> _What this task involves_
I would like every line of the records below that contains the word "sror" copied.
**** Records supplied
PR #10903, opened 2023-11-30
Revert LPM test due to design change back and fix some LPM test issues

JibinBao:
### Description of PR

Summary:
1. Revert LPM test, because the implementation has been reverted to the old way.https://github.com/sonic-net/sonic-buildimage/pull/17096
2.  Fix issue of test_check_sfputil_low_power_mode. Previously after setting the lpmode, test checks the value is on or off, which is not correct. we should check if the value of lpmode is the set one.
3. When the cable type is OSPF and the power class is not "Power Class 1", it also supports LPM. So, add a check accordingly. 

Fixes # (issue)

### Type of change

- [x] Bug fix

### Back port request
- [ ] 201911
- [ ] 202012
- [ ] 202205
- [x] 202305

Revert lpm test

#### How did you do it?
Revert lpm test

Run lmp test on image inlcuding https://github.com/sonic-net/sonic-buildimage/pull/17096

### DIFF
--- a/tests/platform_tests/sfp/test_sfputil.py
+++ b/tests/platform_tests/sfp/test_sfputil.py
@@ -203,7 +203,7 @@ def test_check_sfputil_low_power_mode(duthosts, enum_rand_one_per_hwsku_frontend
     lpmode_show = duthost.command(cmd_sfp_show_lpmode)
     parsed_lpmode = parse_output(lpmode_show["stdout_lines"][2:])
     for intf in dev_conn:
-        if intf not in xcvr_skip_list[duthost.hostname]:
+        if intf not in xcvr_skip_list[duthost.hostname] and portmap[intf][0] not in not_supporting_lpm_physical_ports:
             assert intf in parsed_lpmode, "Interface is not in output of '{}'".format(cmd_sfp_show_lpmode)
             expected_lpmode = "off" if original_lpmode[intf].lower() == "on" else "on"
             assert parsed_lpmode[intf].lower() == expected_lpmode, \
--- a/tests/platform_tests/sfp/test_sfputil.py
+++ b/tests/platform_tests/sfp/test_sfputil.py
@@ -205,7 +205,9 @@ def test_check_sfputil_low_power_mode(duthosts, enum_rand_one_per_hwsku_frontend
     for intf in dev_conn:
         if intf not in xcvr_skip_list[duthost.hostname]:
             assert intf in parsed_lpmode, "Interface is not in output of '{}'".format(cmd_sfp_show_lpmode)
-            assert parsed_lpmode[intf].lower() == "on" or parsed_lpmode[intf].lower() == "off", "Unexpected SFP lpmode"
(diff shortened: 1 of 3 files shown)


JibinBao:
> @JibinBao it looks like you have done some additional enhancement in the PR and not just the revert part. can you have separated PRs for each motivation or provide accurate description to explain the changes and the reason?
@liat-grozovik 
Thank you for your comment. I do some additional enhancements indeed.  And I have updated the relevant description.
Can you help review again?

liat-grozovik (approved):

tests/platform_tests/sfp/test_sfputil.py
```diff
@@ -266,71 +185,80 @@ def _get_support_ldpmode_physical_ports(
...
-            tested_lpmode_physical_ports.add(phy_intf)
-            tested_lpmode_ports.add(intf)
-            if intf in original_interface_status and original_interface_status[intf]["admin"].lower() == "up":
-                tested_lpmode_ports_with_admin_up.add(intf)
+            tested_physical_ports.add(phy_intf)
+            logging.info("setting {} physical interface {}".format(intf, phy_intf))
+            new_lpmode = "off" if original_lpmode[intf].lower() == "on" else "on"
+            lpmode_set_result = duthost.command("{} {} {}".format(cmd_sfp_set_lpmode, new_lpmode, intf))
+            assert lpmode_set_result["rc"] == 0, "'{} {} {}' failed".format(cmd_sfp_set_lpmode, new_lpmode, intf)
+    time.sleep(10)
```
roy-sror, line 197: why sleep and not polling?

tests/platform_tests/sfp/test_sfputil.py
```diff
@@ -266,71 +185,80 @@ def _get_support_ldpmode_physical_ports(
...
-                assert intf in parsed_presence, "Interface {} is not in output of '{}'".format(intf, parsed_presence)
-                assert parsed_presence[intf] == "Present", "Interface presence is not 'Present'"
-        return True
-    assert wait_until(60, 5, 0, check_sfp_presence, duthost, dev_conn, xcvr_skip_list), \
-        "Some interfaces are not present"
+    logging.info("Check interface status")
+    cmd = "show interfaces transceiver eeprom {} | grep 400ZR".format(asichost.cli_ns_option)
+    if duthost.shell(cmd, module_ignore_errors=True)['rc'] == 0:
+        logging.info("sleeping for 60 seconds for ZR optics to come up")
+        time.sleep(60)
```
roy-sror, line 253: also here, why sleep and not poll?

tests/platform_tests/sfp/test_sfputil.py
JibinBao: This is the old implementation, I just revert it to the old one.

tests/platform_tests/sfp/test_sfputil.py
JibinBao: Same to the above.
********
> _Your response_
roy-sror, line 197: why sleep and not polling?
roy-sror, line 253: also here, why sleep and not poll?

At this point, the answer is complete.